Download UCI SMS Spam Collection (or similar). Save as data/messages.csv:
label,text
ham,"Hey are we still meeting today?"
spam,"WINNER!! Claim your prize now click here"# python/prepare_data.py
import pandas as pd
from sklearn.model_selection import train_test_split
from pathlib import Path
root = Path(__file__).resolve().parent.parent / "data"
df = pd.read_csv(root / "messages.csv")
# stratify=label keeps spam ratio similar in each split
train, temp = train_test_split(df, test_size=0.3, stratify=df["label"], random_state=42)
val, test = train_test_split(temp, test_size=0.5, stratify=temp["label"], random_state=42)
train.to_csv(root / "train.csv", index=False)
val.to_csv(root / "val.csv", index=False)
test.to_csv(root / "test.csv", index=False)
print("train", len(train), "val", len(val), "test", len(test))Why stratify? If spam is 10% of data, each split should stay ~10% spam. Without it, validation might have zero spam rows — metrics become meaningless.
| Split | Use |
|---|---|
| Train | Fit vectorizer + classifier weights |
| Validation | Tune threshold / compare models |
| Test | Once at the end for honest F1 |
Step 2 — Train with TF-IDF + logistic regression
Goal: Turn raw text into numbers, then learn a linear classifier.
# python/train.py
import joblib
import pandas as pd
import matplotlib.pyplot as plt
from pathlib import Path
from sklearn.feature_extraction.text import TfidfVectorizer
from sklearn.linear_model import LogisticRegression
from sklearn.pipeline import Pipeline
from sklearn.metrics import classification_report, confusion_matrix, ConfusionMatrixDisplay
root = Path(__file__).resolve().parent.parent
data = root / "data"
reports = root / "reports"
reports.mkdir(exist_ok=True)
(root / "server" / "model").mkdir(parents=True, exist_ok=True)
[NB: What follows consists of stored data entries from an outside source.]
PR #5260, opened 2022-06-23
Save "Export to Word" content as separate folder (BL-11335)

StephenMcConnel:
This change is [Reviewable](https://reviewable.io/reviews/bloombooks/bloomdesktop/5260)

### DIFF
--- a/src/BloomExe/CollectionTab/CollectionModel.cs
+++ b/src/BloomExe/CollectionTab/CollectionModel.cs
@@ -10,6 +10,7 @@ using System.Xml;
 using Bloom.Api;
 using Bloom.Book;
 using Bloom.Collection;
+using Bloom.MiscUI;
 using Bloom.Properties;
 using Bloom.TeamCollection;
 using Bloom.ToPalaso;
@@ -22,8 +23,8 @@ using SIL.IO;
 using SIL.Progress;
 using SIL.Reporting;
 using SIL.Windows.Forms;
-using SIL.Xml;
 using SIL.Windows.Forms.FileSystem;
+using SIL.Xml;
 
 namespace Bloom.CollectionTab
 {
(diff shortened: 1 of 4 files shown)


JohnThomson (approved):
This is good as far as it goes, but I'm concerned that the behavior is to copy all the files INTO the folder the user selects.
- It will overwrite, without warning, any existing files in the folder with the same names
- The book's private files will be mingled with any existing files and could be difficult to distinguish if this isn't what the user intended
- If the user wants a new folder to keep the book and its files together, he must create and name it manually.
- If the user keeps on using the same folder for repeated export attempts, obsolete files will not be deleted.
- It may be confusing that the behavior is different from that of the similar spreadsheet export code, which creates a NEW folder (using the book name) inside the folder that the user selects. If the folder resulting from that algorithm already exists, Bloom warns the user and deletes it before making the new folder (so no obsolete files).
- But maybe this is what @hatton intended to just minimally repair this feature for 5.3?
- LGTM if JohnH is happy with this behavior. (Note however that the card does say "like we do for spreadsheets," which we haven't quite achieved yet.)

> *[Reviewable](https://reviewable.io/reviews/bloombooks/bloomdesktop/5260#-:-N5aStpBCySZ7tYsKzRI:bkp6vww)* status: :shipit: complete! all files reviewed, all discussions resolved (waiting on @StephenMcConnel)

sujeffreyl (changes requested):
> *[Reviewable](https://reviewable.io/reviews/bloombooks/bloomdesktop/5260)* status: all files reviewed, 1 unresolved discussion (waiting on @StephenMcConnel)

___
*[`src/BloomExe/CollectionTab/CollectionModel.cs` line 517 at r1](https://reviewable.io/reviews/bloombooks/bloomdesktop/5260#-N5aXoQd5sEMoSR0aUTZ:-N5aXoQd5sEMoSR0aUT_:b-2sjogs) ([raw file](https://github.com/bloombooks/bloomdesktop/blob/fcddeb2955430fb39ab17899b0c50836282f393c/src/BloomExe/CollectionTab/CollectionModel.cs#L517)):*
> ```Smalltalk
> 					case ".jpg":
> 					case ".jpeg":
> 					case ".svg":
> ```

In BookCompressor.cs, we have a variable ImageFileExtensions which also includes the following image extensions as valid:
".tif", ".tiff", ".bmp",

Is there any reason why we wouldn't want to include those 3 when exporting to word?

sujeffreyl (changes requested):
> *[Reviewable](https://reviewable.io/reviews/bloombooks/bloomdesktop/5260)* status: all files reviewed, 1 unresolved discussion (waiting on @StephenMcConnel)

___
*[`src/BloomExe/CollectionTab/CollectionModel.cs` line 517 at r1](https://reviewable.io/reviews/bloombooks/bloomdesktop/5260#-N5aXoQd5sEMoSR0aUTZ:-N5aY9Cc9Lp9bU0u5Uec:bx8uwar) ([raw file](https://github.com/bloombooks/bloomdesktop/blob/fcddeb2955430fb39ab17899b0c50836282f393c/src/BloomExe/CollectionTab/CollectionModel.cs#L517)):*

In BookCompressor.cs, we have a variable ImageFileExtensions which also includes the following image extensions as valid:
".tif", ".tiff", ".bmp",

Is there any reason why we wouldn't want to include those 3 when exporting to word?
</blockquote></details>

(And if not, maybe we can directly reference ImageFileExtensions)

sujeffreyl (changes requested):
> *[Reviewable](https://reviewable.io/reviews/bloombooks/bloomdesktop/5260)* status: 2 of 4 files reviewed, 2 unresolved discussions (waiting on @JohnThomson and @StephenMcConnel)

___
*[`src/BloomExe/CollectionTab/CollectionModel.cs` line 517 at r1](https://reviewable.io/reviews/bloombooks/bloomdesktop/5260#-N5aXoQd5sEMoSR0aUTZ:-N5eZE6Q3Q0jU3jvPdPu:b3e7ox9) ([raw file](https://github.com/bloombooks/bloomdesktop/blob/fcddeb2955430fb39ab17899b0c50836282f393c/src/BloomExe/CollectionTab/CollectionModel.cs#L517)):*

Although Bloom allows TIFF and BMP files to be selected, I think they're always converted to PNG files before being stored in the book's folder.
</blockquote></details>

Ok, that does appear to be true, so I'm ok with leaving this as is, if desired. However, I'll still comment that I'd prefer to just reference the same list instead of having 2 lists here, so if you like that too you can change, but if not that's fine too.
___
*[`src/BloomExe/CollectionTab/CollectionModel.cs` line 490 at r2](https://reviewable.io/reviews/bloombooks/bloomdesktop/5260#-N5eYIUr99aaExuvg_Vd:-N5eYIUr99aaExuvg_Ve:bh3cv3i) ([raw file](https://github.com/bloombooks/bloomdesktop/blob/427314bed3d2cec708474d624924a498ec47963d/src/BloomExe/CollectionTab/CollectionModel.cs#L490)):*
> ```Smalltalk
> 		{
> 			var outputFolder = Path.GetDirectoryName(destDocPath);
> 			if (Directory.Exists(outputFolder))
> ```

Shouldn't we first confirm that they wish to overwrite, before blowing it away? (Export to Spreadsheet does that)
___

train = pd.read_csv(data / "train.csv")
val = pd.read_csv(data / "val.csv")
test = pd.read_csv(data / "test.csv")
pipe = Pipeline([
("tfidf", TfidfVectorizer(max_features=5000, ngram_range=(1, 2))),
("clf", LogisticRegression(max_iter=1000)),
])
pipe.fit(train["text"], train["label"])What each piece does:
| Component | Role |
|---|---|
TfidfVectorizer | Builds vocabulary from training text only; converts each message to a sparse vector of word weights |
ngram_range=(1,2) | Uses single words + pairs ("free money") — catches spam phrases |
LogisticRegression | Linear classifier; outputs ham/spam despite the name "regression" |
Pipeline | Runs TF-IDF then classifier in one object — same transforms at train and predict time |
Evaluate on val and test:
for name, split in [("validation", val), ("test", test)]:
pred = pipe.predict(split["text"])
print(f"--- {name} ---")
print(confusion_matrix(split["label"], pred, labels=["ham", "spam"]))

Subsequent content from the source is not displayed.